Thanks for having a look!
Regarding the points you mentioned:

  1. indeed, slow drifts can cover anything between ~15 to 72% explained variance (the run you had a look at is the most extreme example so far). That said, also for the run in which the explained variance for the slow drifts adds up to ~15%, the nr of kept components with ‘mdl’ is 90%, suggesting they are not the main contributors to the observed PCA issue.
  2. yes, every run I’ve looked at so far contains an accepted bold component which nicely seems to follow the task protocol.
  3. I haven’t seen any blank component maps either and ‘un-compelling’ does sometimes cover their content ;).

I have no idea what I did back in May 2021, but it looks like it’s all good on your end.

Most importantly, how many accepted components did you get? IIRC this was the reason for opening this post.

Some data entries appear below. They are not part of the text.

PR #731, opened 2018-05-25
Change `strip` behaviour

simonbyrne:
For https://github.com/JuliaLang/julia/pull/27232


mortenpi:
Since the old signature is only deprecated, JuliaLang/julia#27232 is not held back by this, right? It should land on Julia `master` and in Compat before this is merged.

I’m not sure what @jbteves observed, but in my hands the shared run leads to 26 accepted ICA components (16%) using the mdl default, while using a 95% variance explained threshold for PCA leads to 27 (i.e., 24%) accepted ICA components. The same applies to the other runs from this participant (16-17% accepted ICA components vs. 20-24% for mdl vs. varex PCA, respectively).
Are these numbers in line with what you generally see?

Regarding the initial reason to start this post: it looks as if whatever caused the observation that hardly any BOLD components were accepted initially, has been solved by moving to tedana v0.0.11 (perhaps aided by the tweaks to the nifti headers mentioned above). However, the additional observation that the default PCA option does not appear to lead to a substantial reduction in components currently remains (although switching to a variance explained threshold appears to be a viable option for now as it appears to lead to consistent findings overall).

@jbteves could you share the exact afni proc command you used? I’d like to replicate your results on my end. I think I’ll have some time to look at this today. Thanks!

Edit: actually, it might be easier if you could share the nifti files you used with tedana.

@e.urunuela please see your email for a link to my Box upload containing the data.

@jbteves I didn’t get you email :sweat_smile:

Hi @exumbra ,

I’ve had a look at your data and I think it looks good. The PCA step is not reducing much of the dimensionality for whatever characteristics the data may have (I honestly don’t know atm). So I would suggest you stick to the 95% of explained variance criterion with your analyses until we have a better solution. At the end of the day, this is also a valid criterion to select the number of components to retain.

We will soon make tedana output the number of components that would be selected with each maPCA option, together with a graph that shows where maPCA finds the optimal solution (similar to the image below). I am confident this can be released soon. However, on the data you shared, I do not expect to see a higher percentage of accepted components if dimensionality is further reduced. I have actually tested if there’s any gain on applying skull stripping, smoothing, detrending, and conversion to percent signal change, and I have only seen a reduced number of accepted components with the addition of each of these preprocessing steps (because dimensionality was reduced down to even 55 components with mdl when working with PSC data).

In any case, I would say that we should focus our efforts on improving the classification of ICA components, as I see this as the more critical of the two issues. We have been working on a customizable classification for 2 years now, and it will hopefully be out soon (@jbteves probably has an estimate of when).

I am sorry I cannot be more helpful at this moment.

Hi @e.urunuela ,

thanks so much for having a closer look! I’m happy to hear you think everything in principle looks OK and using the 95% explained variance option is a good way forward for now.

The added tedana output you mentioned certainly sounds helpful (could it also include a chosen varex threshold as reference perhaps ;)?) and I’ll keep an eye out for any future releases then!

I think it should be straightforward to add the varex info too. I’ll try to open a PR some time this week.